[Stored items]
───
PR #3792, opened 2024-08-22
fix(python): dynamic environment variables not working on Windows

### LINKED ISSUE #1003: new python project creation crashes on windows
Can't create a python project. `pip` executable is not found by projen, despite it's installed and available.

**Given:**
- OS Windows:
``` 
Edition	Windows 10 Pro
Version	21H1
Installed on	‎26/‎07/‎2021
OS build	19043.1165
Experience	Windows Feature Experience Pack 120.2212.3530.0
```
- projen is installed globally,
- cmd.exe with administator privilege,
- node version: v16.6.2,
- npm version: 7.20.3,
- npx version: 7.20.3,
- python version: 3.9.6,
- pip version: 21.1.3,

When executing the following:
```shell
mkdir newpython
cd newpython
git init
npx projen new python
```

Then, the process ends with an error:
```shell
'pip' is not recognized as an internal or external command,
operable program or batch file.
```

Full log:
```shell
C:\Users\Ivan\PycharmProjects\newpython>git init
Initialized empty Git repository in C:/Users/Ivan/PycharmProjects/newpython/.git/

C:\Users\Ivan\PycharmProjects\newpython>node -v
v16.6.2

C:\Users\Ivan\PycharmProjects\newpython>npm -v
7.20.3

C:\Users\Ivan\PycharmProjects\newpython>npx -v
7.20.3

C:\Users\Ivan\PycharmProjects\newpython>python --version
Python 3.9.6

C:\Users\Ivan\PycharmProjects\newpython>pip --version
pip 21.1.3 from c:\python39\lib\site-packages\pip (python 3.9)

C:\Users\Ivan\PycharmProjects\newpython>npx projen new python
✨ Project definition file was created at C:\Users\Ivan\PycharmProjects\newpython\.projenrc.js
✨ Synthesizing project...
✨ Setting up a virtual environment...
🤖 python -m venv .env
✨ Environment successfully created (located in ./.env).
✨ Installing dependencies...
🤖 install | env: VIRTUAL_ENV=$PWD/.env PATH=$PWD/.env/bin:$PATH
🤖 install | pip install --upgrade pip
'pip' is not recognized as an internal or external command,
operable program or batch file.
C:\Users\Ivan\AppData\Roaming\npm\node_modules\projen\lib\tasks\runtime.js:143
                    throw new Error(`Task "${this.fullname}" failed when executing "${command}" (cwd: ${path_1.resolve(cwd !== null && cwd !== void 0 ? cwd : this.workdir)})`);
                    ^

Error: Task "install" failed when executing "pip install --upgrade pip" (cwd: C:\Users\Ivan\PycharmProjects\newpython)
    at new RunTask (C:\Users\Ivan\AppData\Roaming\npm\node_modules\projen\lib\tasks\runtime.js:143:27)
    at TaskRuntime.runTask (C:\Users\Ivan\AppData\Roaming\npm\node_modules\projen\lib\tasks\runtime.js:62:9)
    at Pip.installDependencies (C:\Users\Ivan\AppData\Roaming\npm\node_modules\projen\lib\python\pip.js:56:17)
    at PythonProject.postSynthesize (C:\Users\Ivan\AppData\Roaming\npm\node_modules\projen\lib\python\python-project.js:152:26)
    at PythonProject.synth (C:\Users\Ivan\AppData\Roaming\npm\node_modules\projen\lib\project.js:293:18)
    at evalmachine.<anonymous>:19:9
    at Script.runInContext (node:vm:139:12)
    at Object.runInContext (node:vm:289:6)
    at createProject (C:\Users\Ivan\AppData\Roaming\npm\node_modules\projen\lib\cli\cmds\new.js:120:8)
    at newProject (C:\Users\Ivan\AppData\Roaming\npm\node_modules\projen\lib\cli\cmds\new.js:248:5)

C:\Users\Ivan\PycharmProjects\newpython>
```

gmeligio:
Fixes #1003

Use Python CLI to resolve the dynamic environment variables. Also, the upgrade command for pip was fixed because it needs to be different on Windows.

## Test

1. I tested manually both in Windows and Linux. I didn't add an integration test. I guess the tests for `projen new` cover it.
1. Extracted the duplicated class `TestPythonProject` into test/python/util.ts.

---


src/python/venv.ts
```diff
@@ -44,13 +44,18 @@ export class Venv extends Component implements IPythonEnv {
...
     this.project.addGitIgnore(`/${this.envdir}`);
+
+    const pythonDir = process.platform === "win32" ? "Scripts" : "bin";
+    const venvPathExpression = `\${process.cwd()}/${this.envdir}`;
+    const pythonDirExpression = `${venvPathExpression}/${pythonDir}`;
+
     this.project.tasks.addEnvironment(
       "VIRTUAL_ENV",
-      `$(echo $PWD/${this.envdir})`
+      `$(node -p "\`${venvPathExpression}\`")`
```
mrgrain, line 54: Given that is python, can we use python?

(Node will be fine since it's required for projen, but you know...)

gmeligio: Good idea! I'll check with Python.

src/python/venv.ts
```diff
@@ -44,13 +44,32 @@ export class Venv extends Component implements IPythonEnv {
     this.pythonExec = options.pythonExec ?? "python";
 
     this.project.addGitIgnore(`/${this.envdir}`);
+
+    const isWindows = process.platform === "win32";
+    const pythonDir = isWindows ? "Scripts" : "bin";
```
mrgrain, line 49: This will still change the task definition, depending on the OS that projen is run on.

mrgrain (changes requested):
Code looks good, but the pythonDir check needs to move into the python script as well.

> This adds the withPlatforms test helper to save snapshots for both Linux and Windows with minimal boilerplate. In the case of Python, the virtual environment will be stored in ./.env/Scripts on Windows and ./.env/bin on Linux. It's good to save both snapshots instead of discarding that path difference to have only one snapshot.

I don't think this is the right approach. We want snapshots to be identical on both platforms, otherwise we get the issue with differences between Win and Linux when `projen default` runs.

src/python/venv.ts
gmeligio: Thank you for the review. I didn't notice that it could also be moved inside the script. I'll do that.

src/python/venv.ts
```diff
@@ -44,13 +44,33 @@ export class Venv extends Component implements IPythonEnv {
     this.pythonExec = options.pythonExec ?? "python";
 
     this.project.addGitIgnore(`/${this.envdir}`);
+
+    const pythonDirExpression = `python_dir = 'Scripts' if sys.platform == 'win32' else 'bin'`;
+
+    const isWindows = process.platform === "win32";
+
+    // In Windows CMD the PATH double quote needs to be escaped with another double quotes.
+    const quote = isWindows ? '""' : '\\"';
```
gmeligio, line 53: @mrgrain This quoting part depends on the shell (cmd or bash), which happens before running the Python script, so it can't be moved into the Python script. I haven't found a way to make it cross-platform. As it is right now, it will produce different snapshots for Linux and Windows.

gmeligio: Another place that it comes to my mind is to have a special escape syntax for projen, like `$(` is for expressions, so that evalEnvironment does the escaping depending on the platform.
───
> **WHAT THIS TASK INVOLVES**: Nothing in the entries above may be left out; retype them all exactly.

> **RESULT OF THIS EXERCISE**:
PR #3792, opened 2024-08-22
fix(python): dynamic environment variables not working on Windows

### LINKED ISSUE #1003: new python project creation crashes on windows
Can't create a python project. `pip` executable is not found by projen, despite it's installed and available.

**Given:**
- OS Windows:
``` 
Edition	Windows 10 Pro
Version	21H1
Installed on	‎26/‎07/‎2021
OS build	19043.1165
Experience	Windows Feature Experience Pack 120.2212.3530.0
```
- projen is installed globally,
- cmd.exe with administator privilege,
- node version: v16.6.2,
- npm version: 7.20.3,
- npx version: 7.20.3,
- python version: 3.9.6,
- pip version: 21.1.3,

When executing the following:
```shell
mkdir newpython
cd newpython
git init
npx projen new python
```

Then, the process ends with an error:
```shell
'pip' is not recognized as an internal or external command,
operable program or batch file.
```

Full log:
```shell
C:\Users\Ivan\PycharmProjects\newpython>git init
Initialized empty Git repository in C:/Users/Ivan/PycharmProjects/newpython/.git/

C:\Users\Ivan\PycharmProjects\newpython>node -v
v16.6.2

C:\Users\Ivan\PycharmProjects\newpython>npm -v
7.20.3

C:\Users\Ivan\PycharmProjects\newpython>npx -v
7.20.3

C:\Users\Ivan\PycharmProjects\newpython>python --version
Python 3.9.6

C:\Users\Ivan\PycharmProjects\newpython>pip --version
pip 21.1.3 from c:\python39\lib\site-packages\pip (python 3.9)

C:\Users\Ivan\PycharmProjects\newpython>npx projen new python
✨ Project definition file was created at C:\Users\Ivan\PycharmProjects\newpython\.projenrc.js
✨ Synthesizing project...
✨ Setting up a virtual environment...
🤖 python -m venv .env
✨ Environment successfully created (located in ./.env).
✨ Installing dependencies...
🤖 install | env: VIRTUAL_ENV=$PWD/.env PATH=$PWD/.env/bin:$PATH
🤖 install | pip install --upgrade pip
'pip' is not recognized as an internal or external command,
operable program or batch file.
C:\Users\Ivan\AppData\Roaming\npm\node_modules\projen\lib\tasks\runtime.js:143
                    throw new Error(`Task "${this.fullname}" failed when executing "${command}" (cwd: ${path_1.resolve(cwd !== null && cwd !== void 0 ? cwd : this.workdir)})`);
                    ^

Error: Task "install" failed when executing "pip install --upgrade pip" (cwd: C:\Users\Ivan\PycharmProjects\newpython)
    at new RunTask (C:\Users\Ivan\AppData\Roaming\npm\node_modules\projen\lib\tasks\runtime.js:143:27)
    at TaskRuntime.runTask (C:\Users\Ivan\AppData\Roaming\npm\node_modules\projen\lib\tasks\runtime.js:62:9)
    at Pip.installDependencies (C:\Users\Ivan\AppData\Roaming\npm\node_modules\projen\lib\python\pip.js:56:17)
    at PythonProject.postSynthesize (C:\Users\Ivan\AppData\Roaming\npm\node_modules\projen\lib\python\python-project.js:152:26)
    at PythonProject.synth (C:\Users\Ivan\AppData\Roaming\npm\node_modules\projen\lib\project.js:293:18)
    at evalmachine.<anonymous>:19:9
    at Script.runInContext (node:vm:139:12)
    at Object.runInContext (node:vm:289:6)
    at createProject (C:\Users\Ivan\AppData\Roaming\npm\node_modules\projen\lib\cli\cmds\new.js:120:8)
    at newProject (C:\Users\Ivan\AppData\Roaming\npm\node_modules\projen\lib\cli\cmds\new.js:248:5)

C:\Users\Ivan\PycharmProjects\newpython>
```

gmeligio:
Fixes #1003

Use Python CLI to resolve the dynamic environment variables. Also, the upgrade command for pip was fixed because it needs to be different on Windows.

## Test

1. I tested manually both in Windows and Linux. I didn't add an integration test. I guess the tests for `projen new` cover it.
1. Extracted the duplicated class `TestPythonProject` into test/python/util.ts.

---


src/python/venv.ts
```diff
@@ -44,13 +44,18 @@ export class Venv extends Component implements IPythonEnv {
...
     this.project.addGitIgnore(`/${this.envdir}`);
+
+    const pythonDir = process.platform === "win32" ? "Scripts" : "bin";
+    const venvPathExpression = `\${process.cwd()}/${this.envdir}`;
+    const pythonDirExpression = `${venvPathExpression}/${pythonDir}`;
+
     this.project.tasks.addEnvironment(
       "VIRTUAL_ENV",
-      `$(echo $PWD/${this.envdir})`
+      `$(node -p "\`${venvPathExpression}\`")`
```
mrgrain, line 54: Given that is python, can we use python?

(Node will be fine since it's required for projen, but you know...)

gmeligio: Good idea! I'll check with Python.

src/python/venv.ts
```diff
@@ -44,13 +44,32 @@ export class Venv extends Component implements IPythonEnv {
     this.pythonExec = options.pythonExec ?? "python";
 
     this.project.addGitIgnore(`/${this.envdir}`);
+
+    const isWindows = process.platform === "win32";
+    const pythonDir = isWindows ? "Scripts" : "bin";
```
mrgrain, line 49: This will still change the task definition, depending on the OS that projen is run on.

mrgrain (changes requested):
Code looks good, but the pythonDir check needs to move into the python script as well.

> This adds the withPlatforms test helper to save snapshots for both Linux and Windows with minimal boilerplate. In the case of Python, the virtual environment will be stored in ./.env/Scripts on Windows and ./.env/bin on Linux. It's good to save both snapshots instead of discarding that path difference to have only one snapshot.

I don't think this is the right approach. We want snapshots to be identical on both platforms, otherwise we get the issue with differences between Win and Linux when `projen default` runs.

src/python/venv.ts
gmeligio: Thank you for the review. I didn't notice that it could also be moved inside the script. I'll do that.

src/python/venv.ts
```diff
@@ -44,13 +44,33 @@ export class Venv extends Component implements IPythonEnv {
     this.pythonExec = options.pythonExec ?? "python";
 
     this.project.addGitIgnore(`/${this.envdir}`);
+
+    const pythonDirExpression = `python_dir = 'Scripts' if sys.platform == 'win32' else 'bin'`;
+
+    const isWindows = process.platform === "win32";
+
+    // In Windows CMD the PATH double quote needs to be escaped with another double quotes.
+    const quote = isWindows ? '""' : '\\"';
```
gmeligio, line 53: @mrgrain This quoting part depends on the shell (cmd or bash), which happens before running the Python script, so it can't be moved into the Python script. I haven't found a way to make it cross-platform. As it is right now, it will produce different snapshots for Linux and Windows.

gmeligio: Another place that it comes to my mind is to have a special escape syntax for projen, like `$(` is for expressions, so that evalEnvironment does the escaping depending on the platform.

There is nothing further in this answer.